Policies.SparseWrapper.USE_UCB_FOR_SET_J = False

Default value for the flag controlling whether the usual UCB indexes are used for the set $$\mathcal{J}(t)$$. Default it to use the UCB indexes as there is no clean and generic formula to obtain the indexes for $$\mathcal{J}(t)$$ from the indexes of the underlying policy. Note that I found a formula, it’s just durty. See below.

Policies.SparseWrapper.ALPHA = 1

Default parameter for $$\alpha$$ for the UCB indexes.

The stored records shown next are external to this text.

PR #2467, opened 2019-12-13
Fix bug in ZStream#drainFork

### LINKED ISSUE #2466: StreamDrainFork test is flaky

iravid:
Fixes #2466.

### DIFF
--- a/streams/shared/src/main/scala/zio/stream/ZStream.scala
+++ b/streams/shared/src/main/scala/zio/stream/ZStream.scala
@@ -1692,7 +1692,15 @@ class ZStream[-R, +E, +A] private[stream] (private[stream] val structure: ZStrea
         done <- Ref.make(false).toManaged_
         pull = done.get flatMap {
           if (_) Pull.end
-          else as.raceAttempt(p.await.mapError(Some(_)).ensuring(done set true) *> Pull.end)
+          else
+            as.raceAttempt(
+              p.await
+                .mapError(Some(_))
+                .foldCauseM(
+                  c => done.set(true) *> ZIO.halt(c),
+                  _ => done.set(true) *> Pull.end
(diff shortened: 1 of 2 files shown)


iravid:
@vasilmkd Could you have a look?

streams/shared/src/main/scala/zio/stream/ZStream.scala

class Policies.SparseWrapper.SparseWrapper(nbArms, sparsity=None, use_ucb_for_set_K=False, use_ucb_for_set_J=False, alpha=1, policy=<class 'Policies.UCBalpha.UCBalpha'>, lower=0.0, amplitude=1.0, *args, **kwargs)[source]

The SparseWrapper policy, designed to tackle sparse stochastic bandit problems.

• By default, assume sparsity = nbArms.

__init__(nbArms, sparsity=None, use_ucb_for_set_K=False, use_ucb_for_set_J=False, alpha=1, policy=<class 'Policies.UCBalpha.UCBalpha'>, lower=0.0, amplitude=1.0, *args, **kwargs)[source]

New policy.

sparsity = None

Known value of the sparsity of the current problem.

use_ucb_for_set_K = None

Whether the usual UCB indexes are used for the set $$\mathcal{K}(t)$$.

use_ucb_for_set_J = None

Whether the usual UCB indexes are used for the set $$\mathcal{J}(t)$$.

alpha = None

Parameter $$\alpha$$ for the UCB indexes for the two sets, if not using the indexes of the underlying policy.

phase = None

Current phase of the algorithm.

force_to_see = None

Binary array for the set $$\mathcal{J}(t)$$.

goods = None

Binary array for the set $$\mathcal{K}(t)$$.

offset = None

Next arm to sample, for the Round-Robin phase

__str__()[source]

-> str

startGame()[source]

Initialize the policy for a new game.

update_j()[source]

Recompute the set $$\mathcal{J}(t)$$:

$\begin{split}\hat{\mu}_k(t) &= \frac{X_k(t)}{N_k(t)}, \\ U^{\mathcal{K}}_k(t) &= I_k^{P}(t) - \hat{\mu}_k(t),\\ U^{\mathcal{J}}_k(t) &= U^{\mathcal{K}}_k(t) \times \sqrt{\frac{\log(N_k(t))}{\log(t)}},\\ \mathcal{J}(t) &= \left\{ k \in [1,...,K]\;, \hat{\mu}_k(t) \geq U^{\mathcal{J}}_k(t) - \hat{\mu}_k(t) \right\}.\end{split}$
• Yes, this is a nothing but a hack, as there is no generic formula to retrieve the indexes used in the set $$\mathcal{J}(t)$$ from the indexes $$I_k^{P}(t)$$ of the underlying index policy $$P$$.

• If use_ucb_for_set_J is True, the same formula from Policies.SparseUCB is used.

Warning

FIXME rewrite the above with LCB and UCB instead of this weird U - mean.

__module__ = 'Policies.SparseWrapper'
update_k()[source]

Recompute the set $$\mathcal{K}(t)$$:

$\begin{split}\hat{\mu}_k(t) &= \frac{X_k(t)}{N_k(t)}, \\ U^{\mathcal{K}}_k(t) &= I_k^{P}(t) - \hat{\mu}_k(t),\\ \mathcal{K}(t) &= \left\{ k \in [1,...,K]\;, \hat{\mu}_k(t) \geq U^{\mathcal{K}}_k(t) - \hat{\mu}_k(t) \right\}.\end{split}$
choice()[source]

Choose the next arm to play:

• If still in a Round-Robin phase, play the next arm,

• Otherwise, recompute the set $$\mathcal{J}(t)$$,

• If it is too small, if $$\mathcal{J}(t) < s$$:
• Start a new Round-Robin phase from arm 0.

• Otherwise, recompute the second set $$\mathcal{K}(t)$$,

• If it is too small, if $$\mathcal{K}(t) < s$$:
• Play a Force-Log step by choosing an arm uniformly at random from the set $$\mathcal{J}(t) \setminus K(t)$$.

• Otherwise,
• Play a UCB step by choosing an arm with highest index (from the underlying policy) from the set $$\mathcal{K}(t)$$.